Sharfstein was the Secretary of Maryland’s Department of Health from 2011 to 2014.
Then, in 2019, Maryland implemented the successor to the state’s “All-Payer Model” dubbed the “Total-Cost-of-Care (TCOC) Model.”
According to the CMS, whereas the All-Payer Model “established global budgets for certain Maryland hospitals to reduce Medicare hospital expenditures and improve quality of care for beneficiaries,” the TCOC “builds on the success of the Maryland All-Payer Model by creating greater incentives for healthcare providers to coordinate with each other and provide patient-centered care, and by committing the State to a sustainable growth rate in per capita total cost of care spending for Medicare beneficiaries.”
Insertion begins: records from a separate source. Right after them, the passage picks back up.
PR #211, opened 2022-02-11
Change navigation to stay static

### LINKED ISSUE #207: Change navigation to stay static
Based on user feedback, please can the bar which has "Code, My Programs, Robot, Settings, Challenge" stay static.

anap1003:
Closes #207 

A couple of TODOs:

- [ ] Figure out how to shrink the toolbar with the left side panel
- [ ] Check if more code is unused and can be deleted

### DIFF
--- a/src/view/views/SimulatorView.css
+++ b/src/view/views/SimulatorView.css
@@ -36,6 +36,7 @@
 /* Left Panel */
 .simulator-view--panel:nth-child(1) {
   flex: 2;
+  margin-top: var(--toolbar-height);
 }
 
 /* Right Panel */
--- a/src/variables.css
+++ b/src/variables.css
@@ -57,12 +57,8 @@
 
   /* Toolbar */
   /* The total height of the toolbar */
-  --toolbar-height: 90px;
+  --toolbar-height: 50px;
   --toolbar-width: 50%;
-  /* How much of the toolbar is visible when 'hidden' */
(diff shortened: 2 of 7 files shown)


JamesWP:
I like it!

JamesWP:
Regarding your second todo point, i think the current sizing is actually better than if it was bounded by the sidebar, the only issue is when it runs out of room to shrink it curently slides off the left edge. instead if it starts to overlap the right edge that would be better since you could still see all the buttons. We could also considere an `@media query` to make it look different when shrunk like that.

src/view/views/SimulatorView.css
```diff
@@ -36,9 +36,16 @@
...
   flex: 2;
+  margin-top: var(--toolbar-height);
 }
 
 /* Right Panel */
 .simulator-view--panel:nth-child(2) {
   flex: 2;
 }
+
+@media only screen and (max-width: 1500px) {
```
anap1003, line 47: @JamesWP is there a way to use a `var` here for `max-width` value so that we can keep the 2 `@media` queries in sync?

anap1003: > This looks great, Is there anything you want to do before we land this to master

@JamesWP I would've liked to couple the 2 `@media` values for `max-width` somehow, but I'm not too fussed about it. Good to land on my side.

The TCOC began on January 1, 2019, and runs through December 31, 2026.
Results of Maryland’s All-Payer-Model Program
In general, an all-payer system allows a state to manage healthcare prices via rate setting where all healthcare payers, including the government, private insurers, and employer healthcare plans, pay similar prices for services provided at individual hospitals.
When it announced the results of the five-year All-Payer-Model program, Maryland’s Health Services Cost Review Commission—the state agency responsible for regulating cost and quality of hospital care in Maryland—declared the program’s targets had been achieved. They included:
1.92% average annual growth per capita in hospital revenue (goal was to be less than or equal to 3.58%).
$1.4 billion cumulative Medicare savings in hospital expenditures.
Below national average for hospital readmissions of Medicare patients within five years.
All of Maryland’s 47 acute-care hospitals paid based on health populations served—not number of services rendered—with 98% of total hospital revenue under Global Budget Revenue (GBR) payment method.
In addition, the Maryland HSCRC report indicated that innovative care was a key tenet of the model and that hospitals benefitted from being given the ability to:
Invest in new healthcare programs that improve collaboration with other providers in the community.
Implement new clinical protocols, patient safety techniques, and follow-up procedures for high-risk patients at hospital discharge.
Create hubs of care to triage needs, coordinate important services, and ensure patients in need are connected to services outside the hospital.
After the success of the Maryland All-Payer Model, the state’s Total-Cost-of-Care Model program continued to focus on healthcare cost savings to Medicare. But it introduced population health improvement activities across the entire healthcare delivery system.
Future of Maryland’s Total-Cost-of-Care Model Program
Maryland’s TCOC Model program seeks more than $1 billion in Medicare savings by the end of 2023, or the fifth performance year of the program. According to the CMS Innovation Models webpage, Maryland’s TCOC Model includes the following three programs:
The Hospital Payment Program, where each hospital receives a population-based payment amount which covers all hospital services provided during a year.
The Care Redesign Program, which allows hospitals to make incentive payments to nonhospital healthcare providers who partner with hospitals to provide care.
The Maryland Primary Care Program, which incentivizes primary care providers to offer advanced care services to their patients.
An analysis of the first two years of the TCOC program found some significant improvements particularly in the areas of care management, access, and continuity.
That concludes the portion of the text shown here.